PR #36313, opened 2020-05-09
[MESH] scalar color settings depending on classification

vcloarec:
In this PR, MDAL reads classified scalar values in dataset. When values are classified, the default scalar rendering settings has color ramp shader and labels according to the classified values.

image


src/app/mesh/qgsmeshrendereractivedatasetwidget.cpp
```diff
@@ -185,6 +185,11 @@ QString QgsMeshRendererActiveDatasetWidget::metadata( QgsMeshDatasetIndex datase
   const auto options = gmeta.extraOptions();
   for ( auto it = options.constBegin(); it != options.constEnd(); ++it )
   {
+    if ( it.key() == QStringLiteral( "classification" ) )
+    {
+      msg += QStringLiteral( "<tr><td>Classified values</td></tr>" );
```
nyalldawson, line 190: Translate

nyalldawson:
I'm not so familiar with the dataset capabilities - to clarify, do some mesh formats support embedded classification metadata?

vcloarec:
@nyalldawson some formats can provide values that can be compressed by categorizing values in consecutive intervals, each represent by an integer. Now MDAL has the capabilities to recognize this dataset type and store the bounds of each class an the units in the metadata.
QGIS uses this metadata to setup adapted color ramp shader.

nyalldawson:
Thanks for the clarification @vcloarec !

QGIS code looks good to me, can't comment on the mdal side :)

PeterPetrik:
MDAL already reviewed in the MDAL. repository. all looks good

****

→ **Problem details**
Transcribe the material above in full, keeping each word unchanged.

→ **Solution**
PR #36313, opened 2020-05-09
[MESH] scalar color settings depending on classification

vcloarec:
In this PR, MDAL reads classified scalar values in dataset. When values are classified, the default scalar rendering settings has color ramp shader and labels according to the classified values.

image


src/app/mesh/qgsmeshrendereractivedatasetwidget.cpp
```diff
@@ -185,6 +185,11 @@ QString QgsMeshRendererActiveDatasetWidget::metadata( QgsMeshDatasetIndex datase
   const auto options = gmeta.extraOptions();
   for ( auto it = options.constBegin(); it != options.constEnd(); ++it )
   {
+    if ( it.key() == QStringLiteral( "classification" ) )
+    {
+      msg += QStringLiteral( "<tr><td>Classified values</td></tr>" );
```
nyalldawson, line 190: Translate

nyalldawson:
I'm not so familiar with the dataset capabilities - to clarify, do some mesh formats support embedded classification metadata?

vcloarec:
@nyalldawson some formats can provide values that can be compressed by categorizing values in consecutive intervals, each represent by an integer. Now MDAL has the capabilities to recognize this dataset type and store the bounds of each class an the units in the metadata.
QGIS uses this metadata to setup adapted color ramp shader.

nyalldawson:
Thanks for the clarification @vcloarec !

QGIS code looks good to me, can't comment on the mdal side :)

PeterPetrik:
MDAL already reviewed in the MDAL. repository. all looks good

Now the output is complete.